# Activity
Collect every line in the records below that contains the word "calls".

Dataset records:
PR #4941, opened 2021-05-07
Prod fixups

### LINKED ISSUE #4940: Handle non-durable analytics calls via trebuchet
Not all messages to the server need a response. For example, analytics calls.

These are messages that our server doesn't send responses for: https://github.com/ParabolInc/parabol/blob/bfed594b1f8f053ea628a3c541502ddd9b47b374/packages/server/graphql/handleGraphQLTrebuchetRequest.ts

These messages get logged in the graphql-trebuchet-client operations, but never get cleared because a `completed` message is never sent.

That means, when a person reconnects, the operation is re-sent: https://github.com/mattkrick/graphql-trebuchet-client/blob/master/src/GQLTrebuchetClient.ts#L83

There are a few ways to fix this:
1. When we send a message, we include a flag like `nonDurable: true`. that tells the client & the server that no response is needed.
2. we always send a response, no matter what
3. we change how the operations cache works (e.g. we only cache subscriptions, not mutations or queries)

This is a bug that is affecting all of our client-side segment events as well as setLocation, so we should fix it soon.

AC
- [ ] one of the 3 options is chosen & built

Estimate: 4 hours

mattkrick:
fix #4940

fixes segment events being sent on repeat when a client reconnects a bunch

also fixes a few errors found in the server logs:
- [ ] treEnd being called after end
- [ ] agendaItem not being found (we were still hard deleting them)


packages/server/graphql/mutations/removeAgendaItem.ts
```diff
@@ -34,7 +34,10 @@ export default {
     const agendaItem = await r
       .table('AgendaItem')
       .get(agendaItemId)
-      .delete({returnChanges: true})('changes')(0)('old_val')
```
mattkrick, line 37: no more hard deletes on agenda items, this was causing dataloaders to fail the lookup

packages/server/graphql/handleGraphQLTrebuchetRequest.ts
```diff
@@ -51,16 +52,17 @@ const handleGraphQLTrebuchetRequest = async (
         safeError.stack = firstError.stack
         sendToSentry(safeError)
       }
-      if (result.data && IGNORE_MUTATIONS.includes(Object.keys(result.data)[0])) return
+      // no client sink = no opId = no response expected
+      if (!opId) return
```
mattkrick, line 56: this is the crux of the file change. client now tells server what responses to ignore :tada:

packages/server/pipeStreamOverResponse.ts
```diff
@@ -12,6 +12,10 @@ const pipeStreamOverResponse = (
   })
   readStream
     .on('data', (chunk: Buffer) => {
+      if (res.done) {
```
mattkrick, line 15: tryEnd has been getting called after `end` has been called. this is somewhat repeatable when the rateLimiter gets hit (e.g. setAppLocation gets called too many times).

i'm not sure if this is the right spot to exit early, but a stream is asynchronous so it seems like it could be

packages/server/socketHelpers/sendGQLMessage.ts
```diff
@@ -6,19 +6,18 @@ interface Message {
   type: string
   syn: boolean
   payload?: Record<string, any>
-  id?: string
+  id: string
 }
 
 const sendGQLMessage = (
   context: ConnectionContext,
+  opId: string,
```
mattkrick, line 14: now that opId is guaranteed in all responses, we can move it up the parameter list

# Solution for this task
### LINKED ISSUE #4940: Handle non-durable analytics calls via trebuchet
Not all messages to the server need a response. For example, analytics calls.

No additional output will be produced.